Gurievsky believes it’s still very much a seller’s market, with buyers having a difficult time finding a house. “And when they do, oftentimes they’re competing,” he said.

“Often times these same buyers are paying several thousand dollars over full price,” he said. “We’re seeing a lot more cash buyers and those putting a substantial down payment on their homes vs. financing.”

He said in the last several years since the pandemic began, the housing market has been strong on the seller side.

But the shift that the market might be cooling down is ever so slight.

“Before it was like you had to buy it and make a decision within a day,” said Lisa Martinez, a realtor with ReMax. “So I think it is going to correct itself and it’s going to take a little while to do that, but I’m starting to see a turn in the market and it’s not as much as the seller’s market anymore.”

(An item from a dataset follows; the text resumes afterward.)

PR #341, opened 2020-06-24
[DO NOT CHECK IN] Revert "Add spock integration testing to the project and gradle-plugi…

Astro03:
…ns module. (#328)"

With rising interest rates and ongoing insurance issues, Martinez said it’s turning out to be not much of a buyer’s market either as some buyers are choosing to press the pause button.

“If they can get insurance it’s super expensive and that creates a lot of problems when it adds to that note every month,” she said.

Gurievsky said mortgage rates have increased from 3-3.5 percent to a near 5.5-6 percent range for a 30-year mortgage, something that will affect what someone can afford when buying a house. He said the market changes are slow to change.

For real estate from the North Shore to the south shore, the market is still very strong, but the surge may be running out of steam.

According to the Mortgage Bankers Association, many would-be homebuyers are applying for fewer loans. Mortgage purchase applications were down 16 percent compared to 2021 due to the rapid jump in rates.